Task goal: Report all lines of the records that contain "shown".
Start of Supplied data
PR #793, opened 2018-12-19
feat: implement address navigation directly in the wallet

luciorubeens:
## Proposed changes

Implement the ability to open any address directly in the wallet.

Fixes #811

## Types of changes

- [x] New feature (non-breaking change which adds functionality)

PR #1035, opened 2019-01-28
fix: watch only wallet import and secondary actions

dated:
## Proposed changes

This fixes the following:

- when importing a wallet as watch only, the respective flag isn't set on the wallet
- the secondary action buttons to register a delegate and second signature were visible for watch only wallets
- when navigating to an address that is neither wallet nor contact, it should not be loaded as a contact and the secondary action buttons should not be toggeable

## Types of changes

## Checklist

### DIFF
--- a/__tests__/unit/components/Wallet/WalletHeading.spec.js
+++ b/__tests__/unit/components/Wallet/WalletHeading.spec.js
@@ -11,7 +11,17 @@ localVue.use(Vuex)
 const i18n = useI18n(localVue)
 
 const store = new Vuex.Store({
-  state: {}
+  state: {},
+  modules: {
+    wallet: {
+      namespaced: true,
+      getters: {
+        byAddress: () => address => {
+          return sampleWalletData
+        }
+      }
+    }
+  }
 })
 
 const sampleWalletData = {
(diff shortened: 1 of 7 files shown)


alexbarnsley:
🤔 i originally fixed this myself but we reverted for some reason before the first release. Possibly to simply allow the option of importing by address, but still allow sending. I believe there are some people that import by address and send transactions from those wallets. Perhaps a better option may be a toggle when importing, to mark the wallet as watch only instead. I know what you've done is how it works in the mobile wallet though. I'll see what the others think as they originally raised the point to revert it

dated:
Weil might a clear definition of `watchOnly` in that case. As you say this behaviour mimics that of the mobile wallet.

This however covers the case of people adding their ledger addresses as 'watch only'.

dated:
But i get where you are coming from, importing a wallet through either address or passphrase (without encryption) results in the same object being created.

luciorubeens:
We don't need to implement the same behavior as the mobile when importing an address, since on the desktop it is more convenient to paste or type the passphrase. And the variable `isWatchOnly` was introduced [here](https://github.com/ArkEcosystem/desktop-wallet/pull/793), I did this because it's exactly a contact, except it was not imported. Thanks and sorry my late reply.

dated:
I'll have another look at the the changes to the action buttons, as those should not be shown when 'visiting' an address which is neither wallet nor contact.

PR #1044, opened 2019-01-30
refactor: correctly sort wallets and contacts in overview and sidebar

dated:
## Proposed changes

This fixes the sorting by name of the wallets and contacts in the grid view, table view and sidebar.

It also changes the implementation of the `sortByProp` (now `sortByProps`) util, which now uses [natural sorting](https://en.wikipedia.org/wiki/Natural_sort_order) by default and allows for multiple properties.

## Types of changes

## Checklist


dated:
As discussed with Alex, wallets without a name (custom or from the Network) will stay at the top of the list.

dated:
Does that happen with these changes @zillionn ?

zillionn:
No, they're not.

dated:
Thanks for the feedback, I'll take a look asap!

dated:
should be fixed now @zillionn, stupid typo 😉

dated:
Done as requested @j-a-m-l

dated:
Better?

j-a-m-l:
Thanks @dated. Now it's a lot easier to read and it's also easier to grasp what should be expected when sorting.

j-a-m-l:
@dated I just realized that the Ledger wallets are also visible when navigating through the contacts page, so the sidebar is showing both, contacts and owned Ledger wallets. Would you mind to change it?

dated:
I've made some changes to how the wallets are fetched, I can't test it myself right now unfortunately.

src/renderer/components/Wallet/WalletSidebar/WalletSidebar.vue
```diff
@@ -195,11 +195,14 @@ export default {
   }),
 
   computed: {
+    fetchContactsOnly () {
```
j-a-m-l: I'd rename it to `hasContactsOnly`, `includesContactsOnly` or something like that, using "fetch" looks like that method / computed property request the data.

dated: i changed it to `hasContactsOnly`

PR #1059, opened 2019-02-04
feat: load x ledger wallets

alexbarnsley:
## Proposed changes

This feature allows Ledger users to load X amount of Ledger wallets. The reason for this is, for example, some people may want to see a larger amount of wallets. The other reason is for users to access their Phantom tokens where the Airdrop took place on Ledger wallet 10 for example (which may also happen in the future with other chains).
this also improves the loading of ledger wallets and has the ability to stop any currently ongoing process.

## Types of changes

## Checklist


j-a-m-l:
@alexbarnsley I'd not merge this PR until having the Ledger profile settings, when I'd move this setting to that tab, what do you think?

alexbarnsley:
@j-a-m-l I wouldn't consider this a setting. It's a task to load X ledger wallets as per a request from @boldninja. If the ledger wallets aren't cached then the list of ledger wallets resets on profile change or wallet reload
End of Supplied data
Solution to the exercise:
(diff shortened: 1 of 7 files shown)
I'll have another look at the the changes to the action buttons, as those should not be shown when 'visiting' an address which is neither wallet nor contact.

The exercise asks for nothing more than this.